Below are records; report the number of lines in them that include the word "candidate", with no other text.

# MATERIAL FOR THIS TASK
• • • • • • •
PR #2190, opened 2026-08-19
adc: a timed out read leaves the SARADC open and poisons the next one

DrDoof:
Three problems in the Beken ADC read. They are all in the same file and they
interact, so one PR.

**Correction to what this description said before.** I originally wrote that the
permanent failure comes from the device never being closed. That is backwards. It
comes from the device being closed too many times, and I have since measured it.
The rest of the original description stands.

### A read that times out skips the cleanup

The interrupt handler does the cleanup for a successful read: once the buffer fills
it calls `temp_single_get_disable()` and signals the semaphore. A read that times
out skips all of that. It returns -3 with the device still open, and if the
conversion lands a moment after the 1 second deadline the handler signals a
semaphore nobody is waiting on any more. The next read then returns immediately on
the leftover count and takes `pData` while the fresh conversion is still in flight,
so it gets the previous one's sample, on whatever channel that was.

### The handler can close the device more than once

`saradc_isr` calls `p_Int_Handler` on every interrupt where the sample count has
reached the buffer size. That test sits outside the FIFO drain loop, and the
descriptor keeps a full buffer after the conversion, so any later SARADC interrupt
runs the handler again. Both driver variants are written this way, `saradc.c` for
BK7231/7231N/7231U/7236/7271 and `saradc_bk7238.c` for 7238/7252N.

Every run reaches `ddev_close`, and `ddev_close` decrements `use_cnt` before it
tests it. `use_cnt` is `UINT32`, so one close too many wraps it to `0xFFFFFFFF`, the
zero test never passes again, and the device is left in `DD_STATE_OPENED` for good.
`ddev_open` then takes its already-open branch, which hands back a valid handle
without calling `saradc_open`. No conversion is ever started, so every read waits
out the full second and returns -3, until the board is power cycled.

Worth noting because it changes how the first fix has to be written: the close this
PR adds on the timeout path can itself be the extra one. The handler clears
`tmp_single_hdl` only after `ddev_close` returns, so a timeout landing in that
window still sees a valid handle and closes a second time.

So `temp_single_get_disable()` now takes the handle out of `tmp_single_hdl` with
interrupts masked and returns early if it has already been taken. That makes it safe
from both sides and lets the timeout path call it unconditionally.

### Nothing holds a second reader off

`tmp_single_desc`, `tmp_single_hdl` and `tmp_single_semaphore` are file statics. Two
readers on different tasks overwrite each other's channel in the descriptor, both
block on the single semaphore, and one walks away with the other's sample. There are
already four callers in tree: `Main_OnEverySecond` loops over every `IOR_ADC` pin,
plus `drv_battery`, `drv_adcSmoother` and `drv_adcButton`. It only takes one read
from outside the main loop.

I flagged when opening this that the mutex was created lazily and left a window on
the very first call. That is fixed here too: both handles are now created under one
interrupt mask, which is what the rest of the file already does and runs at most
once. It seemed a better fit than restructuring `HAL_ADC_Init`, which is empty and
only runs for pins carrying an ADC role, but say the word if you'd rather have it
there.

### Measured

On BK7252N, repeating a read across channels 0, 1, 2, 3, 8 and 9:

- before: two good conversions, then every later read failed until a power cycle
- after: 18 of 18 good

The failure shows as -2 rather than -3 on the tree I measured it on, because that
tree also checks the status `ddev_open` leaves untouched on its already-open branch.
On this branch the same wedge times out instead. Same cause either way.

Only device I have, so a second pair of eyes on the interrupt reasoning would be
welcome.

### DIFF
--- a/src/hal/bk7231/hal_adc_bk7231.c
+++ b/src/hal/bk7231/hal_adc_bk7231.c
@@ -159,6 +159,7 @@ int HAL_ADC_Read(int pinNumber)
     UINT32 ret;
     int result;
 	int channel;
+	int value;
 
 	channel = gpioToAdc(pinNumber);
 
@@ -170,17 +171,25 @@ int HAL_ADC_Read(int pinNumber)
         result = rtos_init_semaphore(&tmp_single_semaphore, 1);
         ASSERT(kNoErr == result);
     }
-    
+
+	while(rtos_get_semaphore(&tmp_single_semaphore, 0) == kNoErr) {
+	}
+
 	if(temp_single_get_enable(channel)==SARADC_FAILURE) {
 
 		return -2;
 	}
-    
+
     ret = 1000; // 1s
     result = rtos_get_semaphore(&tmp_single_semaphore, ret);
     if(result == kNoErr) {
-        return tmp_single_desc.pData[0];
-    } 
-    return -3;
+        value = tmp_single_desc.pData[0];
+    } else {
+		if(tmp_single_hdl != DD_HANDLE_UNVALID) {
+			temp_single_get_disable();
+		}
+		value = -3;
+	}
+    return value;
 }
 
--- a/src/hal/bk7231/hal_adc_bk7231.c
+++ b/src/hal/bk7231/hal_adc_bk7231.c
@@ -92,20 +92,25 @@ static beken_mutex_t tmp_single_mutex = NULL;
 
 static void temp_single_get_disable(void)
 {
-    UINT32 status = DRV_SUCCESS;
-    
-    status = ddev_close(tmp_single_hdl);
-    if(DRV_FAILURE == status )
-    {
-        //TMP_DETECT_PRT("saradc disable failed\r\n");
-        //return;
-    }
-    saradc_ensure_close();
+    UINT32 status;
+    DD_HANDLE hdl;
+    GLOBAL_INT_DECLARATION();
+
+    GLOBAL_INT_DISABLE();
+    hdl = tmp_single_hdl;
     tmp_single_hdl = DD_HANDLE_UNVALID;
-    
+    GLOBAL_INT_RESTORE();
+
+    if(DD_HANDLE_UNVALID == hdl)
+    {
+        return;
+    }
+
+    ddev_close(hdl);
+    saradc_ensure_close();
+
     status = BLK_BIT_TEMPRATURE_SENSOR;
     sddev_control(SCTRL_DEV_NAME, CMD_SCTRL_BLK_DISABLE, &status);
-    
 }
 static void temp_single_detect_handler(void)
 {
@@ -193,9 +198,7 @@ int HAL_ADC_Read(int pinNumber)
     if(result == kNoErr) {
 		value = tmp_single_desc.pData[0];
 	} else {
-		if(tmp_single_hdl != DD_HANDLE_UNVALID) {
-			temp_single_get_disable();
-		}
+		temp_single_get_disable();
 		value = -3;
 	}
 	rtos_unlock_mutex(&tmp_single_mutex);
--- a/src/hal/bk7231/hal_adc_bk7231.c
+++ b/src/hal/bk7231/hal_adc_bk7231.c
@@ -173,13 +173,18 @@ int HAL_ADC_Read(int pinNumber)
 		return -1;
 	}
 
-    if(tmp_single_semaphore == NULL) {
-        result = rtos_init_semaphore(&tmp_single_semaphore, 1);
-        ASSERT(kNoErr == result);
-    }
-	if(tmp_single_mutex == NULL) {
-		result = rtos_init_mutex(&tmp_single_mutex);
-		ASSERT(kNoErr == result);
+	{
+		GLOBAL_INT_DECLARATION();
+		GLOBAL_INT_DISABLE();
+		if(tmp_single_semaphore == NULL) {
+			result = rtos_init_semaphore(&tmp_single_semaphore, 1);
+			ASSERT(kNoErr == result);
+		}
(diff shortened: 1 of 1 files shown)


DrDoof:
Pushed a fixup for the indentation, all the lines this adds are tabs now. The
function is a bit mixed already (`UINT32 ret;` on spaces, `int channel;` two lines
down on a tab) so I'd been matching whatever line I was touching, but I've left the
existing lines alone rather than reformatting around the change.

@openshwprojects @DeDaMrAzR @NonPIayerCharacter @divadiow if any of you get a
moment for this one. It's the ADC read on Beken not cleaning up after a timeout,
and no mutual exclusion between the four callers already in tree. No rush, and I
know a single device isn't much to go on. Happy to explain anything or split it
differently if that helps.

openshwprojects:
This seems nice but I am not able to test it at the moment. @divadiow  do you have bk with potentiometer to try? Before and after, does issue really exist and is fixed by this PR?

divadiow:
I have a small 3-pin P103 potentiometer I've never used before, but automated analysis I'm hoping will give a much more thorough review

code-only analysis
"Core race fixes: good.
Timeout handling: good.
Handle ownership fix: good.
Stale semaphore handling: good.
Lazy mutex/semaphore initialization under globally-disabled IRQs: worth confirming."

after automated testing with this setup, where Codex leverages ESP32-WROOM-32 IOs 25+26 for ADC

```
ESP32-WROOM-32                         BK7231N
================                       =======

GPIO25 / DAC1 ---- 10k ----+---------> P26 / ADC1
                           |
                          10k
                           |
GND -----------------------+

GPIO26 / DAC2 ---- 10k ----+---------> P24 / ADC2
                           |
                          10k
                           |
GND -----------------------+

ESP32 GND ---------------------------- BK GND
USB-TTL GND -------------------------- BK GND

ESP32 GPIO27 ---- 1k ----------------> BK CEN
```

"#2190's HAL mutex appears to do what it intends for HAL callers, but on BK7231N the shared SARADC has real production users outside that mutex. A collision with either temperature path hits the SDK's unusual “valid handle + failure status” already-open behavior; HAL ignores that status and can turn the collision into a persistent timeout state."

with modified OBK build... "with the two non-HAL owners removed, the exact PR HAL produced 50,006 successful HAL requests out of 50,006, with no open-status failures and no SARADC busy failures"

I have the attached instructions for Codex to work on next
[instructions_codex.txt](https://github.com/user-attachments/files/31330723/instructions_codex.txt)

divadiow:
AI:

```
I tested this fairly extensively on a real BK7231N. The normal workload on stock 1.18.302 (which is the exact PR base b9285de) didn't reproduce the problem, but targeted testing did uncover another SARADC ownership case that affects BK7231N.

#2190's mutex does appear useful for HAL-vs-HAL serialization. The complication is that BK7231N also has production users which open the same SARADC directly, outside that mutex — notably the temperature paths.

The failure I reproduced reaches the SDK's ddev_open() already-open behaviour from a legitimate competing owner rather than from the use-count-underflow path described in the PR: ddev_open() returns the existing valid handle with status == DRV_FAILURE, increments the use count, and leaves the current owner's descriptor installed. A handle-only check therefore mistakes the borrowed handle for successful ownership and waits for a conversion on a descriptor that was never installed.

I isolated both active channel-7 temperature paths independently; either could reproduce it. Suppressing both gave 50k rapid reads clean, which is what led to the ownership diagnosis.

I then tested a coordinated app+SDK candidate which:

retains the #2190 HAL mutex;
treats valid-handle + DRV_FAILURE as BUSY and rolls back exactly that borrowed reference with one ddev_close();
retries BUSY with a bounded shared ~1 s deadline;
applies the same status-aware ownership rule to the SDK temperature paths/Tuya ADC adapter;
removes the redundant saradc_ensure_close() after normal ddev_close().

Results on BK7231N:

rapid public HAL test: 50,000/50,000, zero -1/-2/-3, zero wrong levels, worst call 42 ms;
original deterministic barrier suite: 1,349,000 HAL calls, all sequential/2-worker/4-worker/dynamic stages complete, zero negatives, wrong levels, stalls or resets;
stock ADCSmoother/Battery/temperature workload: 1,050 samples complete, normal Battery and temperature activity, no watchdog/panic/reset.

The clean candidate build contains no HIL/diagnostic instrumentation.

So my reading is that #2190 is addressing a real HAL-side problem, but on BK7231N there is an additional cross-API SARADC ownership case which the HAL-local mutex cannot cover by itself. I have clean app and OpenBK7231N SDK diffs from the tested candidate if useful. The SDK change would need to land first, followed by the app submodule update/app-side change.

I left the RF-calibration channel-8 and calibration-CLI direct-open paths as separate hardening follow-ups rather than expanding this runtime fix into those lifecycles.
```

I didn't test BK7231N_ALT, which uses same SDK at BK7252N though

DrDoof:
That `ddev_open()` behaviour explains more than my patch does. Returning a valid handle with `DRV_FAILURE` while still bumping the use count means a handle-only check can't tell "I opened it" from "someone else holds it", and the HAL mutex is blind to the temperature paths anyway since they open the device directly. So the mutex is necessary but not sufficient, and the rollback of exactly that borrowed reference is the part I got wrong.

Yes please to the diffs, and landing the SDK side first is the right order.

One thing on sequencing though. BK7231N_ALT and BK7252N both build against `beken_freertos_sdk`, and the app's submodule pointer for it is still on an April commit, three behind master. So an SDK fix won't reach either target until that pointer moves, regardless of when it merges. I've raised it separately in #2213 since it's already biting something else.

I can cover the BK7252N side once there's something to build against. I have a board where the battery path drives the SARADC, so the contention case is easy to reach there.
• • • • • • •
# RESULT BELOW
3